Podhalański z "falą" ;-) pod Poznaniem
Skarbów ciąg dalszy...
Sąsiedzi. Jak dobrze mieć sąsiada - nie dość, że możemy u niego przechować dachówkę, to dostaliśmy przyczepę kempingową na budowę.
Teraz postępy na budowie:
Stawiamy z teściem ściany z bloczków, tzn on stawia, ja robie za pomocnika. Wyszło mi, że na jedego murarza potrzeba 2 pomocników lub 1 właściciela Dziennie robimy ok 11 mb przy 7 warstwach co daje ok 370 bloczków.
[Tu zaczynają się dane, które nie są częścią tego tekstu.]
PR #419, opened 2026-08-13
Share one local and one remote DataFolder instance throughout the server

### LINKED ISSUE #416: Share one local and one remote DataFolder instance throughout the server
Currently, the established pattern used throughout the server, for example in the `ConfigurationManager`, `DataTransfer`, `CompressedDataManager`, `UncompressedDataManager`, and `DataOptimizer` components, is that we clone `local_data_folder` and `remote_data_folder` and pass the cloned instances to the various components. 

Instead `DataFolder` should own a single copy of its fields and then the entire `DataFolder` struct should be shared instead using an `Arc`. The result should be that there is a single local `DataFolder` instance and a single remote `DataFolder` instance. The same logic should be applied to handle the way we currently clone either the local or remote `DataFolder` for the `query_data_folder`, if possible.

Before this change is implemented, we should make sure that this does not cause any issues with either correctness or performance. The `DataFolder` fields are mostly static but the dynamic cache and dynamic session context could cause issues. We should also double check if this is an issue elsewhere in the server or in other crates.

CGodiksen:
This PR closes #416 by sharing a single local data folder and a single remote data folder throughout the server by wrapping them in an `Arc`. While looking into if there were any problems with sharing a single `DataFolder` instance, a small locking inefficiency was found when opening a `DeltaTable`. This is also fixed in this PR. Finally, the PR also fixes some naming inconsistencies, specifically regarding arguments being named `local_data_folder` while actually being a path or an object store.

### DIFF
--- a/crates/modelardb_storage/src/data_folder/mod.rs
+++ b/crates/modelardb_storage/src/data_folder/mod.rs
@@ -825,8 +825,8 @@ impl DataFolder {
     /// [`ModelarDbStorageError`] if a connection to the Delta Lake cannot be established or the
     /// table does not exist.
     async fn delta_table_from_path(&self, table_path: &str) -> Result<DeltaTable> {
-        // Clone the cached table out if possible and drop the DashMap guard before loading. load()
-        // is an async IO call, and get_mut() holds a write guard on the shard, so loading while
+        // Clone the cached table if possible and drop the DashMap guard before loading. load() is
+        // an async IO call, and get_mut() holds a write guard on the shard, so loading while
         // holding it would serialize access to every table in the same shard.
         let maybe_delta_table = self
             .delta_table_cache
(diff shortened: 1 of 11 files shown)


crates/modelardb_storage/src/data_folder/mod.rs
```diff
@@ -824,10 +825,17 @@ impl DataFolder {
     /// [`ModelarDbStorageError`] if a connection to the Delta Lake cannot be established or the
     /// table does not exist.
     async fn delta_table_from_path(&self, table_path: &str) -> Result<DeltaTable> {
-        // Use the cache if possible and load to get the latest table data.
-        if let Some(mut delta_table) = self.delta_table_cache.get_mut(table_path) {
+        // Clone the cached table out if possible and drop the DashMap guard before loading. load()
```
skejserjensen: I do not understand what "... clone out ... " means.

skejserjensen (approved):

chrthomsen (approved):

crates/modelardb_storage/src/data_folder/mod.rs
CGodiksen: Fixed.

Na cały fundament (12x10m) mam 1400 sztuk do położenia - po 23 kg każdy daje 32 tony do przerzucenia - po trzech dniach nie czuliśmy krzyżów;-) a zdążyliśmy zrobić tylko trzy ściany.
Obiad murarzy:
http://www.amu.edu.pl/~kleka/murator/fundamenty_obiad.jpg
Na zdjęciu przepusty dla kanalizy, czerpni rekuperatora i wydmuch odkurzacza.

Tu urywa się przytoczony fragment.